Which formula is most accurate? It depends on the rep range. Brzycki is slightly more conservative and tends to be closer at 1-3 reps; Epley is the most-cited and works well at 4-8 reps; Lombardi is best at 1-5 reps for powerlifting populations; Mayhew is well-validated at 5-10 reps. Averaging all four smooths the differences.
Do these formulas work the same for women? Yes — they're not sex-specific. The reps-vs-weight relationship is similar across populations. Some research suggests women may sustain slightly higher rep counts at a given percentage of true 1RM, which would mean the formulas slightly underestimate. The error is small enough to ignore for programming purposes.
Should I trust an estimate from a deep deficit / mid-cut? With caution. Mid-cut lifts can dip 5-10% from rested-state capacity. Use the estimate to set training loads relative to current performance, not as a "true" 1RM benchmark. Recalculate after the cut ends and you've reverse-dieted back to maintenance.

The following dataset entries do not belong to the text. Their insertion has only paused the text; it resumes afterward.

Issue #105, opened 2019-07-05
Support for GHC 8.6


CristhianMotoche:
# TODO:
- [ ] Make sure dotenv works with GHC 8.6
- [ ] Add the version 8.6 to the `.travis.yml` file

ibarrae:
Mind if I take this one @CristhianMotoche?

CristhianMotoche:
Go ahead @ibarrae Thanks.

CristhianMotoche:
In favor of #106

PR #106, opened 2019-07-18
Add support for GHC 8.6

ibarrae:
Solves #105.

LTS 13.28 was released a few days ago and it also contains all packages marked before as `extra-deps` on `stack.yaml`.


CristhianMotoche:
Thanks @ibarrae  It's good to know that it didn't broke.

Issue #112, opened 2019-11-13
Create releases with pre-compiled binaries


sestrella:
`dotenv` is meant to be used as an executable, therefore, in order to simplify the installation process, we could provide pre-compiled binaries so end-users could just download and copy the binary instead of installing the whole package via `stack` or `cabal`.

**Documentation**
- https://help.github.com/en/github/administering-a-repository/creating-releases
- https://docs.travis-ci.com/user/deployment/releases/

**References**
- https://github.com/commercialhaskell/stack/releases

CristhianMotoche:
I've never done this before. I'd love to take this.

CristhianMotoche:
Hey @sestrella As we discussed, let's do this step incrementally. I think our final goal is to make `dotenv` binary work for the following operating systems:
- [ ] Linux x86_64
- [ ] Mac osX
- [ ] Windows

I'll keep you updated with any progress.

sestrella:
@CristhianMotoche sounds good to me, thank you for carrying this on.

CristhianMotoche:
@sestrella I'm trying to set the release notes. Here is my first attempt: https://github.com/stackbuilders/dotenv-hs/releases/tag/untagged-8972a8d79f11a59c973f

Two things here:

1) The advanced options of [travis deploy didn't work](https://docs.travis-ci.com/user/deployment/releases/#advanced-options), because [formatting the `body` isn't supported](https://github.com/travis-ci/dpl/issues/155).

2) So, based on this [issue](https://github.com/travis-ci/dpl/issues/155), I followed the suggestion described [here](https://github.com/travis-ci/dpl/issues/155#issuecomment-500130415).

Let me know what you think.

CristhianMotoche:
Travis has the option to build on Mac OS and even Windows, I think. However, it cannot collect artifacts after builds. Info [here](https://docs.travis-ci.com/user/build-stages/#data-persistence-between-stages-and-jobs). An option that Travis suggests is to set up a S3 bucket and push the artifacts there. And later, move those binaries from S3 to a GitHub release.

What do you think about that approach? /cc @sestrella @juanpaucar

sestrella:
@CristhianMotoche nice suggestion, in fact, that seems to be the way to go in some well-know packages such as [stack](https://github.com/commercialhaskell/stack/tree/master/etc/scripts). I think adding some deployment scripts - to build the binaries locally - would be a good idea.

PR #114, opened 2019-11-18
Create static binary linux 64

CristhianMotoche:
Solves #112 partially.

## Description
I configured travis to create a draft release on each merge to a branch (I suspect that will be `master`). 

Resulting draft release: https://github.com/stackbuilders/dotenv-hs/releases/tag/untagged-102599435dcc9f6e17c9

**Note:** I just need to change the branch name, currently it's deploying when something is merged in this branch for testing).

### TODO:
- [ ] Change the Github API key (it's using mine now)
- [x] Change `create-static-binary-linux-64` to `master`

### DIFF
--- a/.travis.yml
+++ b/.travis.yml
@@ -10,17 +10,16 @@ ghc:
 
 before_deploy: |
   if [[ $TRAVIS_HASKELL_VERSION == "8.6.5" ]]; then
+    tar -C dist/build/dotenv -cvf dotenv-linux-x86_64-static.tar.gz dotenv
     cabal install -f 'static'
-    tar -C dist/build/dotenv -cvf dotenv.static.linux.x86_64.tar.gz dotenv
   fi
 
 deploy:
   provider: releases
   api_key: "$GITHUB_TRAVIS_DEPLOY"
-  file: "dotenv.static.linux.x86_64.tar.gz"
+  file: "dotenv-linux-x86_64-static.tar.gz"
   skip_cleanup: true
   draft: true
   on:
-    branch: create-static-binary-linux-64
     condition: $TRAVIS_HASKELL_VERSION == "8.6.5"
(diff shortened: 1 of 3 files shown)


.travis.yml
```diff
@@ -7,3 +7,19 @@ ghc:
   - "8.2"
   - "8.0"
   - "7.10"
+
+before_deploy: |
+  if [[ $TRAVIS_HASKELL_VERSION == "8.6.5" ]]; then
+    tar -C dist/build/dotenv -cvf dotenv-linux-x86_64-static.tar.gz dotenv
+    cabal install -f 'static'
```
sestrella: @CristhianMotoche perhaps I'm missing something here but, I think you need to compile the package again with` -f static` on in order to produce a static binary.

.travis.yml
```diff
@@ -7,3 +7,19 @@ ghc:
...
+  fi
+
+deploy:
+  provider: releases
+  api_key: "$GITHUB_TRAVIS_DEPLOY"
+  file: "dotenv-linux-x86_64-static.tar.gz"
+  skip_cleanup: true
+  draft: true
```
sestrella: @CristhianMotoche draft releases need to be manually approved, any particular reason why we want to add an extra step here?

.travis.yml
CristhianMotoche: Hi @sestrella I think i accidentally switched lines 13 and 14. BTW, I'm not sure if we need to build the whole package again with `-f static`. I was testing locally and doing a `cabal install` produces the static binary.

.travis.yml
CristhianMotoche: Hey @sestrella I think with the draft release, we're able to manually add release notes (e.g. the latest changes), test that the binary works correctly before doing a real release.

PR #115, opened 2019-11-20
Format release notes with ChangeLog content

CristhianMotoche:
Solves part of #112 
## Description

I'm using `github-release-cli` to deploy the releases.

Example of draft release generated with this feature: https://github.com/stackbuilders/dotenv-hs/releases/tag/untagged-e5b89fbe11e4932ef8a5

## NOTES
We still need to remove the extra notes from previous releases form the ChangeLog.

### DIFF
--- a/.travis.yml
+++ b/.travis.yml
@@ -20,6 +20,7 @@ deploy:
   file: "dotenv-linux-x86_64-static.tar.gz"
   skip_cleanup: true
   release_notes_file: "CHANGELOG.md"
+  edge: true
   draft: true
   on:
     branch: release-with-notes
--- a/.travis.yml
+++ b/.travis.yml
@@ -24,5 +24,6 @@ deploy:
   script: ./github-releaser -draft -verbose
   skip_cleanup: true
   on:
+    branch: release-with-notes
     condition: $TRAVIS_HASKELL_VERSION == "8.6.5"
-    tags: true
+    tags: false
--- a/.travis.yml
+++ b/.travis.yml
@@ -14,7 +14,7 @@ before_deploy: |
     tar -C dist/build/dotenv -cvf dotenv-linux-x86_64-static.tar.gz dotenv
     curl https://github.com/lindell/github-release-cli/releases/download/1.3.0/github-releaser-travis -L --output github-releaser && chmod +x github-releaser
     export GITHUB_OAUTH_TOKEN="$GITHUB_TRAVIS_DEPLOY"
-    export RELEASE_NAME=Dotenv-Release-v$(cabal exec dotenv -- --version)
+    export RELEASE_NAME=v$(cabal exec dotenv -- --version)
     export BODY=$(envsubst < ./CHANGELOG.md)
     export FILES=dotenv-linux-x86_64-static.tar.gz
   fi
--- a/.travis.yml
+++ b/.travis.yml
@@ -12,14 +12,17 @@ before_deploy: |
   if [[ $TRAVIS_HASKELL_VERSION == "8.6.5" ]]; then
     cabal install -f 'static'
     tar -C dist/build/dotenv -cvf dotenv-linux-x86_64-static.tar.gz dotenv
+    curl https://github.com/lindell/github-release-cli/releases/download/1.3.0/github-releaser-travis -L --output github-releaser && chmod +x github-releaser
+    export GITHUB_OAUTH_TOKEN="$GITHUB_TRAVIS_DEPLOY"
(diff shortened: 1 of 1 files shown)


.travis.yml
```diff
@@ -12,14 +12,18 @@ before_deploy: |
   if [[ $TRAVIS_HASKELL_VERSION == "8.6.5" ]]; then
     cabal install -f 'static'
     tar -C dist/build/dotenv -cvf dotenv-linux-x86_64-static.tar.gz dotenv
+    curl https://github.com/lindell/github-release-cli/releases/download/1.3.0/github-releaser-travis -L --output github-releaser && chmod +x github-releaser
+    export GITHUB_OAUTH_TOKEN="$GITHUB_TRAVIS_DEPLOY"
+    export RELEASE_NAME=Dotenv-Release-v$(cabal exec dotenv -- --version)
+    export BODY=$(envsubst < ./CHANGELOG.md)
```
sestrella: @CristhianMotoche I'mnot sure about adding the whole `CHANGELOG` to each release, it might too verbose, perhaps we only need to include the latest changes.

.travis.yml
```diff
@@ -12,14 +12,18 @@ before_deploy: |
   if [[ $TRAVIS_HASKELL_VERSION == "8.6.5" ]]; then
     cabal install -f 'static'
     tar -C dist/build/dotenv -cvf dotenv-linux-x86_64-static.tar.gz dotenv
+    curl https://github.com/lindell/github-release-cli/releases/download/1.3.0/github-releaser-travis -L --output github-releaser && chmod +x github-releaser
+    export GITHUB_OAUTH_TOKEN="$GITHUB_TRAVIS_DEPLOY"
+    export RELEASE_NAME=Dotenv-Release-v$(cabal exec dotenv -- --version)
```
sestrella: @CristhianMotoche what do you think about dropping the prefix here `Dotenv-Release-`, taking into account all releases are uploaded to the same repository, I would say there is no need to add the project name to the release, perhaps just the version?

.travis.yml
```diff
@@ -12,14 +12,18 @@ before_deploy: |
   if [[ $TRAVIS_HASKELL_VERSION == "8.6.5" ]]; then
     cabal install -f 'static'
     tar -C dist/build/dotenv -cvf dotenv-linux-x86_64-static.tar.gz dotenv
+    curl https://github.com/lindell/github-release-cli/releases/download/1.3.0/github-releaser-travis -L --output github-releaser && chmod +x github-releaser
```
sestrella: @CristhianMotoche I'm not against using a third-party tool here, but I think `curl` could get the job done. My concern about bringing up another tool is that we have to take care of keeping it up to date and install all required dependencies, compared to `curl` which is a system dependency that could be easily updated.

.travis.yml
```diff
@@ -12,14 +12,18 @@ before_deploy: |
...
+    export BODY=$(envsubst < ./CHANGELOG.md)
+    export FILES=dotenv-linux-x86_64-static.tar.gz
   fi
 
 deploy:
-  provider: releases
-  api_key: "$GITHUB_TRAVIS_DEPLOY"
-  file: "dotenv-linux-x86_64-static.tar.gz"
+  provider: script
+  script: ./github-releaser -draft -verbose
```
sestrella: @CristhianMotoche taking into account some this script depends on all the operations done at `before_deploy`, maybe we should put everything in one place? That way we also avoid polluting code with conditionals:

```
# file deploy.sh
curl -H "Authorization: token $GITHUB_TOKEN" https://api.github.com/repos/$TRAVIS_REPO_SLUG/releases
```

References: https://docs.travis-ci.com/user/environment-variables/#default-environment-variables

.travis.yml
CristhianMotoche: You're right @sestrella Let me add some script to filter the change log.

.travis.yml
CristhianMotoche: Oh, make total sense @sestrella :+1:

.travis.yml
CristhianMotoche: Make sense @sestrella Let me take a look at the GitHub API for that.

CristhianMotoche:
Hi @sestrella @juanpaucar  I'm retaking this PR. Sorry for taking so long. :cry:
Well, I found that there is an easy way to deploy release notes to the draft releases after taking a look at this long [thread](https://github.com/travis-ci/dpl/issues/155).

You can take a look at the draft release [here](https://github.com/stackbuilders/dotenv-hs/releases/tag/untagged-12d70da30a94b55fd989). Please, let me know if you have any comment.

PR #116, opened 2020-01-06
Update license date range

CristhianMotoche:
I set the license as a date range as we have in other [projects](https://github.com/stackbuilders/hapistrano/blob/master/LICENSE#L1). Also, the start date was in `2015` as this [commit](https://github.com/stackbuilders/dotenv-hs/commit/0f49e3e6c711c3166ef9215f224bde1abaae7524#diff-9879d6db96fd29134fc802214163b95aR1) shows.

### DIFF
--- a/LICENSE
+++ b/LICENSE
@@ -1,4 +1,4 @@
-Copyright (c) 2016 Justin Leitgeb
+Copyright (c) 2015-2020 Justin Leitgeb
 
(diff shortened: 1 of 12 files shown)


juanpaucar:
@CristhianMotoche Could you also update this one, please?
https://github.com/stackbuilders/dotenv-hs/blob/master/dotenv.cabal#L39

Issue #121, opened 2020-04-29
dotenv picks the first instead of the last value


rudymatela:
See:

```
$ cat > my_script.hs
#!/bin/bash
echo $FOO
echo $GOO
^D
```

```
$ cat > .env
#!/bin/sh
FOO=first
GOO=second
FOO=third
^D
```

```
$ dotenv -f.env ./my_script.hs 
first
second
```

I would expect for the result to be actually:
```
third
second
```

Now, that may be just a personal preference...  However I justify it as it is less surprising for `dotenv` files to behave like shell scripts and have a preference for the last set value:

```
$ source .env
$ echo $FOO
third
$ echo $GOO
second
```

rudymatela:
I was wondering if Python's `dotenv` behaved in the same way.  Looks like Python's `dotenv` is different from Haskell's but equal to bashes `source`:

CristhianMotoche:
Hello @rudymatela This issue and your PR (#122) have been open for a very long time. Let's try to wrap it up.

I like the idea to have tools working in a similar way and I would like to see how other dotenv tools behave. I'll ask a member in my team to take a look at this and report their findings.

CristhianMotoche:
Hello! 
@anddriex is going to give a look at this issue to replicate something similar to what other dotenv tools are doing.

CristhianMotoche:
Solved by #161  thanks for the contribution @anddriex and thankd @rudymatela for reporting it!

PR #122, opened 2020-04-29
pick last instead of first value

rudymatela:
This makes it so that we prefer latest than earlier occurrences of variable
settings.

Before the change
-----------------

    $ cat > my_script.hs
    #!/bin/bash
    echo $FOO
    echo $GOO
    ^D

    $ cat > .env
    #!/bin/sh
    FOO=first
    GOO=second
    FOO=third
    ^D

    $ dotenv -f.env ./my_script.hs
    first
    second

After the change
----------------

    $ cat > my_script.hs
    #!/bin/bash
    echo $FOO
    echo $GOO
    ^D

    $ cat > .env
    #!/bin/sh
    FOO=first
    GOO=second
    FOO=third
    ^D

    $ dotenv -f.env ./my_script.hs
    third
    second

This makes dotenv-hs consistent with both Python's dotenv and Bash/Sh's source.

The implementation may look innefficient with

    reverse . nubBy (...) . reverse

however it is as efficient as the surrounding code which is _O(n^2)_ overall as
Data.List.union is _O(n^2)_ already.

The ultimate reverse may not be needed, but I have kept it so the order in
which variables are set is unchanged.

This fixes issue #121.

### DIFF
--- a/src/Configuration/Dotenv.hs
+++ b/src/Configuration/Dotenv.hs
@@ -38,8 +38,9 @@ import           Configuration.Dotenv.Types          (Config (..),
 import           Control.Monad                       (liftM, when)
 import           Control.Monad.Catch
 import           Control.Monad.IO.Class              (MonadIO (..))
+import           Data.Function                       (on)
 import           Data.List                           (intersectBy, union,
-                                                      unionBy)
+                                                      unionBy, nubBy)
 import           System.Directory                    (doesFileExist)
 import           System.IO.Error                     (isDoesNotExistError)
 import           Text.Megaparsec                     (errorBundlePretty, parse)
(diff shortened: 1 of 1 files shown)


rudymatela:
Needless to say: this may or may not be desirable.  One can argue that preferring the _last_ occurence instead of the _first_ is a personal preference.  I do prefer pciking the last one for consistency with other tools.

So feel free to reject this PR if you disagree.  :-)

CristhianMotoche:
Thanks for the contribution @rudymatela :smile: 

If other dotenv tools work this way, I suppose that's the _de facto standard_, we should follow it as well. Although, I think this could be a breaking change in case someone is already expecting dotenv to set the _first_ ocurrence rather than the _last_ one.

I'd like to hear your thoughts @jsl @sestrella @juanpaucar

juanpaucar:
In personal preference with `.bashrc` or `.zshrc` configurations I have always come to expect that the latest value overrides previous values. If the python equivalent is using that approach, then, I find it even more desirable to go on that way

sestrella:
@rudymatela Thank you for submitting this patch, I wondering if duplicate keys in a `.env` value is a use case or a user input error? If it is an error, maybe we should report this back to the user?

CristhianMotoche:
Hello @rudymatela I really appreciate your contribution to the dotenv-hs library. Your solution is simple and straightforward. However, I prefer to go with the change done in #161 since it follows an approach similar to the one from other libraries from other languages.

I'm going to prepare a release with this change so that I can close #121 and this PR, which have been open for a very long time now.

Once again, thanks a lot for using and contributing to the library. I really appreciate your contributions and any future PR is very welcome.

CristhianMotoche:
One more time, thanks for the contribution @rudymatela The last dotenv release (0.11.0.0) contains the fix for this. So, I'll close this PR.

PR #308, opened 2023-01-30
code hints/docs: Remove duplicate .execute from insert onConflict with constraint example.

rvdende:
I noticed theres a duplicate .execute command, must be a typo?


koskimas:
Thanks!

PR #315, opened 2023-02-06
Fix using node transformation

MoSheikh:
Fixes bug in `transformUsing` method which resulting in table references in a `using` clause not being transformed by the CamelCasePlugin.


igalklebanov (approved):
LGTM! Nice catch. 💪

koskimas:
Awesome! Thanks ❤️

PR #324, opened 2023-02-10
Update `executeTakeFirstOrThrow` to allow throwing custom error objects

mikewuu:
Currently, `executeTakeFirstOrThrow` only accepts a custom error **class**. This would allow users to pass a fully formed error **object** to throw if they don't care about the `node`.

- [x] implement
- [x] document
- [x] test


igalklebanov:
Hey 👋 

Thanks! 💪 

I'm not sure about this one..

Currently you can provide a custom error class that extends `NoResultError`. 
You receive the query syntax tree at runtime, which enables more accurate error messages.
You can also define a hard-coded a hard coded error message.

I don't see any benefit to passing an instance of an error instead of the class itself. What am I missing?

mikewuu:
I agree. Functionally, this offers very little benefit, though if the user doesn't care about the underlying error, it would be nice to reduce the amount of lines of code required.

Here's a real example that I'm currently facing:

```ts
const building = await req.db
    .selectFrom("building")
    .where("building_id", "=", building_id)
    .executeTakeFirst()

  if (!building) {
    throw new NotFoundException({
      type: "not_found",
      message: "Building not found",
    })
  }
```

After this PR:

```ts
const building = await req.db
    .selectFrom("building")
    .where("building_id", "=", building_id)
    .executeTakeFirstOrThrow(
      new NotFoundException({
        type: "not_found",
        message: "Building not found",
      })
    )
```

The project above avoids introducing new types where possible to reduce complexity. Creating a new error class would violate this.

igalklebanov:
If a user doesn't care about the error, she can simply call `.executeTakeFirstOrThrow()` without any arguments. This will throw the basic `NoResultError`.

igalklebanov:
If a user doesn't care about the error, she can simply call `.executeTakeFirstOrThrow()` without any arguments. This will throw the basic `NoResultError`.

> The project above avoids introducing new types where possible to reduce complexity. Creating a new error class would violate this.

But it instantiates an error prematurely for every invocation.

mikewuu:
> But it instantiates an error prematurely for every invocation.

Fair. Will this be better? 

```ts
const building = await req.db
    .selectFrom("building")
    .where("building_id", "=", building_id)
    .executeTakeFirstOrThrow(
    () =>  new NotFoundException({
        type: "not_found",
        message: "Building not found",
      })
    )
```

igalklebanov:
Yeah, that makes sense.

bjornlll:
Thanks @mikewuu and @igalklebanov! 

Would it make sense for the error creation function to also receive `OperationNode` as an argument? This way we could have a custom error class hierarchy and still get the same context as `NoResultError` and its extensions.

```typescript
const building = await req.db
    .selectFrom("building")
    .where("building_id", "=", building_id)
    .executeTakeFirstOrThrow(
    // 👇 Added argument
    (node: OperationNode) =>  new NotFoundException({
        type: "not_found",
        message: "Building not found",
      })
    )
```

mikewuu:
I was thinking the same thing literally minutes ago. Will push an update later today, thanks!

mikewuu:
@igalklebanov , @bjornlll , just updated this.

koskimas (approved):
This is good to go once rebased! Sorry for the massive delay 😞

bjornlll:
No reason to be sorry @koskimas ! I'm just excited we're getting this in. It's one of those things that won't fundamentally change life but will make me feel a tad bit happier when looking at my code.

Thanks again @mikewuu for spearheading this!

PR #355, opened 2023-03-08
add compiled query and timing to error logs

### LINKED ISSUE #342: Log compiled query in error
Per this comment, I would like to suggest an improvement to the logging flow:

https://github.com/koskimas/kysely/issues/24#issuecomment-994893505

It would be useful to expose the compiled query on the error log too. This can help when debugging timeouts. I'm happy to open a pr implementing this if it seems reasonable. Thanks for the great library!

fwojciec:
This PR is a follow up to [this issue](https://github.com/koskimas/kysely/issues/342).

The change makes it possible to log the compiled query along with its timing in case of error logs. As the issue mentioned, this makes it easier to debug failing queries.

closes #342

### DIFF
--- a/src/driver/runtime-driver.ts
+++ b/src/driver/runtime-driver.ts
@@ -105,7 +105,7 @@ export class RuntimeDriver implements Driver {
       try {
         return await executeQuery.call(connection, compiledQuery)
       } catch (error) {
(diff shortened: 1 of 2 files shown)


koskimas:
Nice, thank you!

Why does my estimate vary day to day? Day-to-day load variance is real — sleep, food, stress, prior day training, and time of day all shift what feels heavy. A 5-10% session-to-session swing on submaximal sets is normal. Use the trend of estimates over 2-3 sessions, not a single best/worst day.
What's a good 1RM for [lift]? Highly individual. Strength standards charts (like Brett Contreras's or Greg Nuckols's) give population-level benchmarks adjusted for bodyweight and training experience. As a rough lifter milestone: bodyweight bench, 1.5x bodyweight squat, 2x bodyweight deadlift are common intermediate targets.
How do I use the percentages in a programme? Most evidence-based hypertrophy programmes work in the 65-82% range across multiple working sets. Strength-focused programmes spend more time in the 80-92% range. Powerlifting peaking blocks push above 92% for the last few weeks before a meet. The percentages on this page are programming targets — start with the table guidance, adjust based on what actual rep performance shows.
Should I add weight if I beat the rep target at a given percentage? Yes — that's progressive overload working as designed. If 80% allowed you 8 reps and your programme called for 6, your real 1RM has gone up. Bump the calculated 1RM by 2-5kg and retest with new percentages.